User administration on multi-client-installations

Developing an application for a multi-client-installation isn’t only a technical or engineering quest, but also reveals some question, which affect administration and organisationial processes.

To ease administration, the user accounts in CQ are often organized in a hiearchy, so that users which are placed higher in the hierarchy, can administrate user which are lower in the hierarchy tree below them. Using this mechanism a administrator can easily delegate the administration of certain users to other users, which can also do adminstrative works for “their” users.

The problem arises when a user has to have rights in 2 applications within the same CQ instance and every application should have its own “application administrator” (a child node to the superuser user). Then this kind of administration is no longer possible, because it is impossible to model a hierarchy where neither application administrator user A has a parent or child relation to application administration user B nor A and B are placed in the hierarch higher than any user C.

I assume that creating accounts for different application but the same person isn’t feasible. That would be the solution which the easiest one from an engineering point of view, but this does contradict the ongoing move not to create for each application and each user a new user/password pair (single sign on).

This problem imposes the burden of user administration (e.g assigning users to groups, resetting passwords) to the superuser, because the superuser is the user, which is always (either by transition or directly) parent to any user. (A non-CQ-based solution would be to handle user related changes like password set/reset and group assignment outside of CQ and synchronize these data then into CQ, e.g. by using a directory system based on LDAP.)

ACLs, access to templates and workflows should be assigned only using groups and roles, because these can be created per application. So if an application currently is based on a user hierarchy and individual user rights it’s hard to add a new application using the same user.

So one must make sure, that all assignments are only based on groups and roles, which are created per application. Assigning individual rights to a single user isn’t the way to go.

Being a good citizen in multi-client-installations

Working in a group requires a kind of discipline from people, which some are not used to. I remember to a colleague, who always complained about his office mate who used to shout at the phone, even in normal talks. If people work together and share ressources, everyone expects to be cooperative and not to trash the work and morale of their team members.

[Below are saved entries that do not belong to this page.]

Issue #648, opened 2017-11-13
Discuss site-wide color palette


cmc333333:
There's a bit of a mismatch between the pallet described in [this comment](https://github.com/18F/omb-eregs/issues/527#issuecomment-340073841) and our current USWDS color scheme. Let's select a single set of variables and use them site wide.

Some additional requirements:
* [x] accessible
* [ ] relatively easy to rebrand (meaning var names shouldn't be tied to color)

cmc333333:
Take aways from meeting:
1. the pallet @rtwell should already include accessible combinations
2. we'll delete all of the uswds color vars
3. we'd still like a strategy for swapping colors/themes out. Ryan's contacting @donjo to get his strategy
4. we'd similarly like to have a consistent unit for spacing, font-sizes, etc. It may make sense to split that out into a separate issue.

yowill:
Done!

PR #650, opened 2017-11-14
Style bottom policy footnotes

cmc333333:
As part of #624, this

* Changes color of border
* Changes indent for marker
* Shrinks font size a bit
* Ensures long URLs are wrapped
* Makes marker text bold
* Attempts to line up marker text with footnote text

It also moves the `cite` tag to be more semantic and prevent italic text from appearing in our inline footnotes.

It also adds a new color variable since the requested color wasn't present. I've opened #648 to try to resolve that more permanently.


cmc333333:
Thanks @micahtaylor -- I'll rebase and merge.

The same applies to applications; if they share ressources (because they may run on the same machine), they should release the ressources if they are no longer needed, and should only claim ressources, if they’re needed at all. Consuming all CPU because “the developer was to lazy to develop a decent algorithm and just choose the brute-force solution” isn’t considered a good behaviour. It’s even harder if these applications are contained within one process, so a process crash not only affects application A, but also B and C. And then it doesn’t matter, that these are well-thought and perfectly developed.

So if you plan to deploy more than one appliction to a single CQ instance, you should take care, that the developers were aware of this condition and they had it in their mind. Because the application does no longer control the heap usage on its own (on top of the heap consumption of CQ itself), but must share it with other applications. It must be programmed with stability and robustness in mind, because unknown structures and services may change assumptions about timing and sizes. And yes, a restart also affects the others. So restarting because of application problems isn’t a good thing.

In general an application should never require a restart of the whole JVM; only when it comes to necessary changes to JVM parameters, it should be allowed. But all other application specific settings should be changable through special configuration templates which are evaluated during runtime, so changes are picked up immediately. This even reduces the amount of work for the system administrator, because changing such values can be delegated to special users using the ACL mechanism.